6話
翌日、ちょうど魔法学院が休みの日。
魔法王国エルドリアというだけあって、ここはエルドリアという国の王都である。そして、その王都の名前はそのままエルドリア。
俺はエルドリアの商業区にまで足を運んできていた。できれば、ここでハンドグローブを購入しておきたい。
いつも王都にはマナポーションを購入するために来ていたが、ハンドグローブとなると、やはり武器防具屋だろうか?
通りを歩いていると、行きつけの道具屋が目に入った。カウンター奥に色とりどりのポーション瓶が飾られている。ポーション瓶も通常の瓶から、凝ったものまで選択できるのである。ポーションは通常に使用するものの他、プレゼントの品として扱われることがあるからであるようだ。
今日は道具屋に用があるわけではないので、その前を通り過ぎる。
魔法王国というだけあって、魔法に関連する店が多い。取り扱いの品はいわゆる魔法使いご用達といったものが多いのである。

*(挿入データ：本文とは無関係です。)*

PR #1537, opened 2025-05-07
Remove the compound version numbers that ELMaven appends

### LINKED ISSUE #1402: Strip ` (1)` from compounds in peak annotation files
### Feature Inspiration

El Maven sometimes ends up appending ` (1)` to the compound names that ends up in the compound column of peak annotation files.  It's notable that when this happens, the `compoundId` column does not appear to have this additional string.

This ends up causing new compounds containing the appended string to be auto-added to the `Compounds` sheet in the submission interface.

The current work-around is to edit the peak annotation file, which is discouraged/undesireable.

### Feature Description

Find a way to not include the appended string (e.g. ` (1)`, but could be other numbers and possibly be in other formats, if it actually is coming from the file system).  The best option may be to use the `compoundId` column, if available, since it appears unaffected.

### Alternatives

None

### Dependencies

None

### Comment

Removed duplicate issue #1524, but it did point out something significant:

> In working on Anna Oschmann's Acute Stress submission, since the compounds ending with ` (1)` or ` (2)` were existing compounds in the DB, I advised her that she could just delete those rows from the Compounds sheet, but upon running the load, the load complained about the compounds with those ` (#)` strings not existing. I thought I had changed that behavior in the load. Maybe I did and it has not yet been merged into main? Regardless, that should be followed up on to make sure `compoundId` is used when available.
>
> But also, after editing the peak annotation files to remove those appended strings, I noted that my attempt to regenerate the peak group conflicts caught more, because for example `lysine (1)` newly collided with another file that had just lysine.

It's also notable that that duplicate issue mentions updating the `submission.py` code, however, that's not necessary, because it is using the final compound column (i.e. after conversion), so if I fix that column to be derived from `compoundId`, nothing in the submission view will need to change.

-----

### Assumptions

None

### Limitations

None

### Affected Components

None provided

### Requirements

None provided

None provided

#### Code Change Description

None provided

#### Tests

None provided

hepcat72:
## Summary Change Description

Contrary to the branch name, I opted to modify the value in the compound column instead of use the compoundId column, because I have encountered cases where the value in the compoundId column was a generic identifier.

I included the ability to turn off this modification in the method that takes the campounds from the pandas series, but defaulted it to make the modification.

I considered and dismissed the strategy of performing the modification in the pandas dataframe conversion, mainly because we lose control over modifying the behavior easily down the road (e.g. say we encounter a compound ending with "(1)" or some other number legitimately.  I didn't spend much time trying to provide an option to disable it in certain cases, but did this in a way that that's still an option.  The other reason for not doing it in the conversion is because all peak annotation tools take EL Maven data as input, and the purpose of the conversion is to handle variability in the formats.  This modification is the same in every format.

Details:

- Modified PeakAnnotationsLoader.get_peak_group_compounds_dict:
  - Added a fix_elmaven_compounds boolean keyword argument
  - Called fix_elmaven_compound if fix_elmaven_compounds is True
- Added a call to peak_annot_loader.fix_elmaven_compound from DataRepo.views.upload.submission.BuildSubmissionView.extract_autofill_from_peak_annotation_files_forms
- Added tests

- Resolves #1402
- Merges into branch `main`

## Reviewer Notes/Requests

See comments in-line.

## Checklist

- Review Requirements
  - Minimum approvals: 1 
  - No changes requested
  - Review period: 2 days 
- Basic Requirements 
  - [x] Conflicts resolved
- Overhead Requirements 


DataRepo/data/tests/data_submission/accucor3_with_elmaven_compound_numbers.xlsx
hepcat72, line 1: C. File added to test this feature.  It is a modified copy of `accucor1.xlsx` in the same dir.

DataRepo/tests/views/upload/test_submission.py
```diff
@@ -872,68 +872,88 @@ def test_add_extracted_autofill_data(self):
             "WARNING", vo.load_status_data.statuses["Autofill Note"]["state"]
         )
```
hepcat72, line 874: C. To re-use this datastructure, I created a method to retrieve a version for a given file name.  It happens to apply to 2 files with the same data (differing by the modified compound names).

DataRepo/views/upload/submission.py
```diff
@@ -2080,9 +2080,12 @@ def extract_autofill_from_peak_annotation_files_forms(self):
...
             print("EXTRACTING COMPOUNDS")
-            pgname_strs = peak_annot_loader.df[
-                peak_annot_loader.headers.COMPOUND
-            ].to_list()
+            pgname_strs = [
+                peak_annot_loader.fix_elmaven_compound(c)
+                for c in peak_annot_loader.df[
+                    peak_annot_loader.headers.COMPOUND
+                ].to_list()
+            ]
```
hepcat72, line 2088: C. This change is in order to have the ELMaven compound version "appendations" removed in the output template.

This actually causes the Peak Group Conflicts sheet find more "multiple representations", because some annotation files don't have the compound "appendation" and some do.  This was the case for thr Acute Stress study.  Removing the "appendations" resulted in finding 2 more peak group conflicts.

This expected outcome is not tested in the test suite, but I did test it manually, however, the given tests technically would logically lead to this result.  I.e. if the tests pass, then more conflicts can be found.  If they fail, they won't.

DataRepo/data/tests/data_submission/accucor3_with_elmaven_compound_numbers.xlsx
jcmatese: But just to clarify, did you go in and add the numbers manually?  I don't suppose there is any alteration in formatting the El-Maven does...

DataRepo/loaders/peak_annotations_loader.py
```diff
@@ -1818,6 +1824,23 @@ def get_supported_formats(cls) -> List[str]:
             str(subcls.format_code) for subcls in PeakAnnotationsLoader.__subclasses__()
         ]
 
+    @classmethod
+    def fix_elmaven_compound(
+        cls, compound: Optional[str], pattern=r" \([1-9]+[0-9]*\)$"
+    ):
+        """Takes a compound name originating from EL-Maven and by default (based on the pattern argument), removes 1
+        occurrence of strings like " (1)".
```
jcmatese, line 1832: C: Was wondering whether it is worth defining this specific `fix_elmaven_compound` vs just a more generic `strip_string` method and a global/class constant ELMAVEN_APPENDED_RE  =  " \([1-9]+[0-9]*\)$".  I think this is fine, though (unless you find a bunch of other patterns you want to clean, and even then, you could just extend).

jcmatese (approved):
Looks good to me.  I like that you can potentially turn off or override the pattern.

DataRepo/data/tests/data_submission/accucor3_with_elmaven_compound_numbers.xlsx
hepcat72: I modified all the compound names in all sheets to simulate what EL-Maven does.  The test data I copied did not have the version numbers.

DataRepo/tests/loaders/test_peak_annotations_loader.py
```diff
@@ -1544,6 +1601,41 @@ def test_check_c12_parents_works(self):
             al.aggregated_errors_object.exceptions[0], MissingC12ParentPeak
         )
 
+    def test_accucor_elmaven_fix(self):
```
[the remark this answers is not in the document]
hepcat72: Yeah.  It basically is testing that the derived classes don't override and disable the superclass method.  The benefit is in the future - not now.  IMO, that's what tests are for - a bulwark against future changes that unintentionally break things.  That said, there's probably a less redundant way of doing that.  I suppose I could have created a test in `PeakAnnotationsLoaderTests` that iterated on `__subclasses__()`.

DataRepo/loaders/peak_annotations_loader.py
hepcat72: Well, regarding stripping, if I understand you correctly, EL-Maven doesn't always append the version numbers, so stripping would have to check if it's there before doing it.  But maye that's not what you meant...

I had thought about making a global or class attribute.  I even thought about having a replacement value and an argument for a number of replacements to perform.  In fact, I thought of at least 2 entirely different alternative ways of doing this altogether, but I decided that this wasn't likely to change and that this was simple enough that rewriting it would be easy, if the need arose.

I'm not actually satisfied with this solution in its entirety.  I don't like that I had to change a call in `submission.py` to make the change affect the template either.  So your suggestions are resonating with my doubts/dissatisfaction.  However, given how little code this is and how easy it would be to change in the future if it proves inadequate, I'll leave it as-is, but I don't disagree with any of your points/suggestions.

当然、武器防具屋でも、魔法の杖や、スティック、あるいは魔力を編み込んだローブといった品が扱われている。店によって、扱われる装備の質が異なるようだ。
ちなみに、魔法学院では制服を着るのが一般的だ。
また装備品についても、その使用は貸し出しのものに限定され、私物の扱いが禁じられている。
しかし、魔法学院は様々な国の貴族が通うことから、各自、家に伝わる秘蔵の品というものもあるのだという。
俺の家であるヘイム家でもそういった秘蔵の品というようなものはあるが、それらはイシュトが扱うことになっている。親父曰く、俺が扱って壊しでもしたら大変なことだ、ということがその理由らしい。
―その言い分には納得せざるを得ない。
さて、俺が探し求めるものは、厚手のグローブである。もちろん、魔法王国とはいえ、剣や槍といった武具もあるが、グローブはあるだろうか?
商業区に目ぼしい店はないかと思い、いくつか店を回ってみたが、探し求めるグローブは置いてなかいようだった。
しょうがないから、金物屋に行ってサンドバッグに必要なズタ袋の方を先に購入することにする。
「婆や、婆やはいるか?」
「はいはい、なんじゃいな、おや、イシュバーンか。」
この金物屋は、ほとんど魔法に関する製品を取り扱っていない。その代わり、狩用の解体するための短剣や、狩った獲物を入れるための大きめのズタ袋、草刈り用の鉈や、鍋や、その鍋の蓋、更にはタオルや石鹸といった日用品まで、俺の探し求めるものはほとんどこの店に揃っていると言っても過言ではなかった。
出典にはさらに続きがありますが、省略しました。